Answer with a number only: how many lines of the entries below contain the word "this"?

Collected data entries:
•••

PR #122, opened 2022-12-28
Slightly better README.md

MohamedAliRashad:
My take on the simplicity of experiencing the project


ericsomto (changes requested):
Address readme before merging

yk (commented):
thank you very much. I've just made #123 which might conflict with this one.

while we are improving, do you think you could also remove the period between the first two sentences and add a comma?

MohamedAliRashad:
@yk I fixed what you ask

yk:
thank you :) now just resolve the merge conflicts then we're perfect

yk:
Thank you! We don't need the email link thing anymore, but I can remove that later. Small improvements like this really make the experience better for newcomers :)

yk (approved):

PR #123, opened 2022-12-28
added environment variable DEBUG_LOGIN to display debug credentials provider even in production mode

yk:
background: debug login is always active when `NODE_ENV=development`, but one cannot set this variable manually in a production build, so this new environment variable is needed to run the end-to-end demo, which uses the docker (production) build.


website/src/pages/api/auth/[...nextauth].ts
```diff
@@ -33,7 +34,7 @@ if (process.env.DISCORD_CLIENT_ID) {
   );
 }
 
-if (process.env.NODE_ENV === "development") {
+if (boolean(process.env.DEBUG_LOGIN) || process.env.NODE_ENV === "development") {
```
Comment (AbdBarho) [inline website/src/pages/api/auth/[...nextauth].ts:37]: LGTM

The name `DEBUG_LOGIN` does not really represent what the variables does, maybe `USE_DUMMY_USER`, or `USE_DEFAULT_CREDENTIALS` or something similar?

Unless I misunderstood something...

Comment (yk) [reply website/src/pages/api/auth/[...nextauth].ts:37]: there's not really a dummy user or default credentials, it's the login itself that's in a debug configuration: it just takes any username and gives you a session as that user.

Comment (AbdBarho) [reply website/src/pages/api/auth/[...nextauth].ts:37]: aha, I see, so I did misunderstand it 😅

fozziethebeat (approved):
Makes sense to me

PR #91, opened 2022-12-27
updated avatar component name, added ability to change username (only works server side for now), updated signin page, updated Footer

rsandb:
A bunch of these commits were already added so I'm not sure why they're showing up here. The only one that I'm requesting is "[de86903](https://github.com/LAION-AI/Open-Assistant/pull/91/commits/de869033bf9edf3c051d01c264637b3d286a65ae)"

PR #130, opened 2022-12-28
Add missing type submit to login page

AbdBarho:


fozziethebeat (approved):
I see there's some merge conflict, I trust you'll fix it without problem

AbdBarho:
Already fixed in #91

•••

Your response: 3